■ Task goal
Line filter on the word "whether": copy each matching line from the entries.

[Saved data entries]
———

PR #216, opened 2022-03-23
Rename outdated paths

End45:
Rename a couple of outdated paths that were causing an error when trying to apply the move growth or stat display patches.


theCapypara:
Merci!

PR #226, opened 2022-04-22
Allow editing fixed room item quantities

End45:
The second field in fixed room item data is the quantity. I renamed it so it can be edited.
See also https://github.com/SkyTemple/skytemple/pull/413

Looks like pmdsky-debug got updated too so I guess that goes in the PR as well. Hopefully it won't be an issue.


theCapypara:
Thanks! your branch actually downgraded pmdsky-debug, I'll push the newest commit.

PR #230, opened 2022-05-16
Monster MD: Make unk17 and unk18 unsigned

End45:
These two fields are normally unused (I think. It doesn't seem like the game even has a function to read them.), but the ExpandPokeList patch uses them to store the sprite size and sprite file size of each pokémon (those values are normally stored in a fixed table in arm9.bin). Since the fields are treated as signed integers by SkyTemple, this can cause errors when trying to save pokémon data after applying the patch (for example, see https://discord.com/channels/710190644152369162/787524304932831252/975744066539126814).


theCapypara:
Thanks! Looking at the checks... I sure love how stable Python type checks are.

PR #197, opened 2020-12-08
feat: use isomorphic-fetch

menduz:
Hello my friends, I really wanted to use unleash inside a Cloudflare Worker to apply feature flags on edge workers to serve different versions of our apps. But there is no `request` module in that environment. So I adapted your library to use `isomorphic-fetch` that would enable this lib to run inside service workers, cloudflare workers, node, deno and the browser.

I won't feel bad if you do not merge this PR since it may not be in your plans or roadmap. But I feel obligated to contribute with a PR to give it a chance.


src/request.ts
```diff
@@ -23,54 +22,40 @@ export interface PostRequestOptions extends RequestOptions {
...
-) => {
-    const options = {
-        url,
-        timeout: timeout || 10000,
-        agentOptions: {
-            keepAlive: true,
-            keepAliveMsecs: 30 * 1000,
-            timeout: timeout || 10 * 1000,
-        },
+export const get = async ({ url, etag, appName, instanceId, headers }: GetRequestOptions) => {
```
ivarconr, line 49: It is really important that we use proper [agent settings](https://nodejs.org/api/http.html) to leverage correct keep-alive for the SDK. Without it the SDK will create new connections for every request and reuse global keepAlive settings.

ivarconr:
Thanks for showing the way. 

I was initially thinking to switch to node-fetch ([see issue](https://github.com/Unleash/unleash-client-node/issues/169#issuecomment-697225523)). 

Personally I do not fancy that `isomorphic-fetch` establishing `fetch` as a global variable. My initial idea was that the SDK should use "node-fetch" by default, but allow  the use to inject a custom fetch implementation as part of the configuration. I'm not sure if that would approach would work for your Cloudflare Worker scenario?

ivarconr:
@menduz what do you think about using https://github.com/lquixada/cross-fetch instead?

ivarconr:
Hi again, 

I am really sorry for leaving this around for a while. I have been busy doing other things, but we are now ready to focus more on this SDK again, full speed ahead. 

We just changed to using node-fetch, and this is already part of the main branch. 

I would not have the SDK depend directly on `isomorphic-fetch`, but I am willing to consider a [browser specific](https://docs.npmjs.com/cli/v6/configuring-npm/package-json#browser) entry for the browser in the `package.json`. 

The browser enrty needs to do a couple of things:
- change the backup-handler to use localstorage instead of file based storage. 
- create a specific "request" module for the browser context (e.g. http(s) agents does not make sense in the browser, and fetch is available in the global scope)

SimenB:
If you're adding a `browser` field to package.json, you should also consider `exports`.

- https://nodejs.org/api/packages.html#packages_conditional_exports
- https://webpack.js.org/guides/package-exports/

ivarconr:
Closing this, but created a separate issue to start the discussions on how we can add support for browsers as well with this SDK: #213

PR #201, opened 2021-01-27
feat: flexible rollout - custom stickiness

sbelzile-nexapp:
Stickiness on the flexible rollout strategy could be more generic.

The use case that I have:

- Our users are always part of an "organization"
- There are features that we want to rollout for all users of, let's say, 50% of organizations.

What I did:

- I added an additional stickiness type: `custom`.
- When `custom` is specified, a `contextField` must be specified as well.
- When `custom` is specified, we base stickiness based on the value of the `contextField` on the provided `context`.
- When `custom` is specified and `contextField` or it's value in the `context` is null or undefined, we return false and the flag is disabled.

### DIFF
--- a/src/strategy/flexible-rollout-strategy.ts
+++ b/src/strategy/flexible-rollout-strategy.ts
@@ -33,7 +33,6 @@ export class FlexibleRolloutStrategy extends Strategy {
         const groupId = parameters.groupId || context.featureToggle || '';
         const percentage = Number(parameters.rollout);
         const stickiness: string = parameters.stickiness || STICKINESS.default;
-
         const stickinessId = this.resolveStickiness(stickiness, context);
 
         if (!stickinessId) {
--- a/src/strategy/flexible-rollout-strategy.ts
+++ b/src/strategy/flexible-rollout-strategy.ts
@@ -4,6 +4,7 @@ import { normalizedValue } from './util';
 
 const STICKINESS = {
     default: 'default',
+    custom: 'custom',
     userId: 'userId',
     sessionId: 'sessionId',
     random: 'random',
@@ -19,12 +20,14 @@ export class FlexibleRolloutStrategy extends Strategy {
         }
     }
 
-    resolveStickiness(stickiness: string, context: Context): any {
+    resolveStickiness(stickiness: string, context: Context, customField?: string): any {
         switch (stickiness) {
             case STICKINESS.userId:
                 return context.userId;
             case STICKINESS.sessionId:
                 return context.sessionId;
+            case STICKINESS.custom:
+                return customField ? context[customField] : null;
             case STICKINESS.random:
                 return this.randomGenerator();
             default:
@@ -36,7 +39,7 @@ export class FlexibleRolloutStrategy extends Strategy {
         const groupId = parameters.groupId || context.featureToggle || '';
         const percentage = Number(parameters.rollout);
         const stickiness = parameters.stickiness || STICKINESS.default;
-        const stickinessId = this.resolveStickiness(stickiness, context);
+        const stickinessId = this.resolveStickiness(stickiness, context, parameters.customField);
 
         if (!stickinessId) {
             return false;
--- a/src/strategy/flexible-rollout-strategy.ts
+++ b/src/strategy/flexible-rollout-strategy.ts
@@ -33,6 +33,7 @@ export class FlexibleRolloutStrategy extends Strategy {
         const groupId = parameters.groupId || context.featureToggle || '';
         const percentage = Number(parameters.rollout);
         const stickiness: string = parameters.stickiness || STICKINESS.default;
+
         const stickinessId = this.resolveStickiness(stickiness, context);
 
         if (!stickinessId) {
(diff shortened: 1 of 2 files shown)


ivarconr:
Hi @sbelzile-nexapp,

Thanks for your suggestions. It has always been our intention that you should be able to also be sticky on custom context fields. 

What I have been thinking is that the "stickiness dropdown" in the UI could be populated with the defined context fields, introduced as part of the "strategy constraint" feature (enterprise). 

image

this would require us to move the ability to define custom context fields to open-source, and it would then require use to change in the SDKs to resolve the correct context field based on the actual name.

What do you think?

sbelzile-nexapp:
So, in there, I could just replace `custom` "type" directly by my `contextField` value.

It makes sense and would simplify the code.

ivarconr:
> So, in there, I could just replace custom "type" directly by my contextField value.

Exactly, so an example strategy configuration would the be:

```json
{
	"name": "flexibleRollout",
	"parameters": {
		"rollout": "100",
		"stickiness": "organisation",
		"groupId": "Demo"
	}
}
```

and the user would then have to provide the "organisation" on the unleash context.

src/strategy/flexible-rollout-strategy.ts
```diff
@@ -19,16 +17,14 @@ export class FlexibleRolloutStrategy extends Strategy {
...
-                return context.userId;
-            case STICKINESS.sessionId:
-                return context.sessionId;
+            case STICKINESS.default:
+                return context.userId || context.sessionId || this.randomGenerator();
             case STICKINESS.random:
                 return this.randomGenerator();
             default:
-                return context.userId || context.sessionId || this.randomGenerator();
+                return stickiness ? context[stickiness] : null;
```
ivarconr, line 27: Hi, This almost correct. Because a poor decision in the early days, pre typescript, the context is a bit ambiguous when it comes to custom context fields. The initial idea was that all "not official defined context fields" should be defined under `context.properties` ([source code](https://github.com/Unleash/unleash-client-node/blob/master/src/context.ts#L12)). 

This means that we need to first check "context[stickiness]" and if it is undefined we also need to look inside "context.properties[stickiness]" (and context.properties may also be undefined).

ivarconr: There is actually a helper for this:
https://github.com/Unleash/unleash-client-node/blob/master/src/helpers.ts#L19

ivarconr:
I have started looking in to the GUI and API side of things. I think we will add a new field to the defined context fields where you may specify whether it should be possible to use this field for stickiness.

sbelzile-nexapp:
> I have started looking in to the GUI and API side of things. I think we will add a new field to the defined context fields where you may specify whether it should be possible to use this field for stickiness.

Not sure I understand what you mean by `new field to the defined context`: a field on the context object?

ivarconr:
> Not sure I understand what you mean by new field to the defined context: a field on the context object?

The idea is that you have to configure whether a "defined context field" should be allowed to be used as a criteria for stickiness. This to avoid the "stickiness list" on the "flexible roll-out strategy" becoming too long.

src/strategy/flexible-rollout-strategy.ts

———

■ Task solution
I have started looking in to the GUI and API side of things. I think we will add a new field to the defined context fields where you may specify whether it should be possible to use this field for stickiness.
> I have started looking in to the GUI and API side of things. I think we will add a new field to the defined context fields where you may specify whether it should be possible to use this field for stickiness.
The idea is that you have to configure whether a "defined context field" should be allowed to be used as a criteria for stickiness. This to avoid the "stickiness list" on the "flexible roll-out strategy" becoming too long.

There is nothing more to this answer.